| To do |
For the records that follow, please set down exactly the lines between the one holding "Bau/add secrets baseline" and the one holding "this a problem?", inclusive, and only those.
====== Data for the task ======
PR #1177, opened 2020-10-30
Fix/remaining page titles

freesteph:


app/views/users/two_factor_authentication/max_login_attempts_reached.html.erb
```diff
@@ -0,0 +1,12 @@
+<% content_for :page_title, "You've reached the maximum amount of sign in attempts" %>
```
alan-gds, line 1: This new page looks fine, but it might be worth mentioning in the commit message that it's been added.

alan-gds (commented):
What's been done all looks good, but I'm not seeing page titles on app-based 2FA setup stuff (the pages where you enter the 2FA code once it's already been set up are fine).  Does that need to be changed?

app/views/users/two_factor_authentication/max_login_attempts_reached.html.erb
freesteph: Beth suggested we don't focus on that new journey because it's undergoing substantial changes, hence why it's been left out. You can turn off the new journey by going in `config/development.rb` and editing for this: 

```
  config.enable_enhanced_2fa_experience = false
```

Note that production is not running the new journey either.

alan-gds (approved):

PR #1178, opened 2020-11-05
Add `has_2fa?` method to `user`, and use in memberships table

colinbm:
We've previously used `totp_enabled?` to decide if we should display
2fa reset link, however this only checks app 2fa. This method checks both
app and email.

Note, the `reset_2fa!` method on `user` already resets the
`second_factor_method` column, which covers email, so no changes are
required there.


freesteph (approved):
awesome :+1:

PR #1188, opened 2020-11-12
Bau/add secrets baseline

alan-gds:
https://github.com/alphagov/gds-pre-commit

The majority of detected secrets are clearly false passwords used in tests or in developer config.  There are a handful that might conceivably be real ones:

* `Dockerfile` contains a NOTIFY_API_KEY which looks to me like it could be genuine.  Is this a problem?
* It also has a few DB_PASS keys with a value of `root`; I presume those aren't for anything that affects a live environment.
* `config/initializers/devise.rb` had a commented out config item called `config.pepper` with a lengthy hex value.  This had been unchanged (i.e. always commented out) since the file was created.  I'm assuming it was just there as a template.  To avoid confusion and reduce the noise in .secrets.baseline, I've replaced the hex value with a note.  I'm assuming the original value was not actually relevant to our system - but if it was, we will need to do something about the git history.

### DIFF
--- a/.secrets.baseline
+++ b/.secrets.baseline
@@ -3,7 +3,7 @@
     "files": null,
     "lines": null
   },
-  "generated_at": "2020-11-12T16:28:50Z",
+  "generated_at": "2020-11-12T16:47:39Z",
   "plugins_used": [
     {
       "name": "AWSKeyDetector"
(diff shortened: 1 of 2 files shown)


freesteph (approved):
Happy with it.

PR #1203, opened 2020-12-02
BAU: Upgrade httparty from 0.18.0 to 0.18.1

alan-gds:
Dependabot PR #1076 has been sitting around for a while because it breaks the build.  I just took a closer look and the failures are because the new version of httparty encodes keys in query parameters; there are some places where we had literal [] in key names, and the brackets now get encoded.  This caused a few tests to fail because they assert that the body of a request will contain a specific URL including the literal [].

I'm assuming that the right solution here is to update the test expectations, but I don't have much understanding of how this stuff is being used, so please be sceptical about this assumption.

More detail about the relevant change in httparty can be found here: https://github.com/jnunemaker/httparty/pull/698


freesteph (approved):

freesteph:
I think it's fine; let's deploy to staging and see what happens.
======
| Solution to the exercise |
Bau/add secrets baseline

alan-gds:
https://github.com/alphagov/gds-pre-commit

The majority of detected secrets are clearly false passwords used in tests or in developer config.  There are a handful that might conceivably be real ones:

* `Dockerfile` contains a NOTIFY_API_KEY which looks to me like it could be genuine.  Is this a problem?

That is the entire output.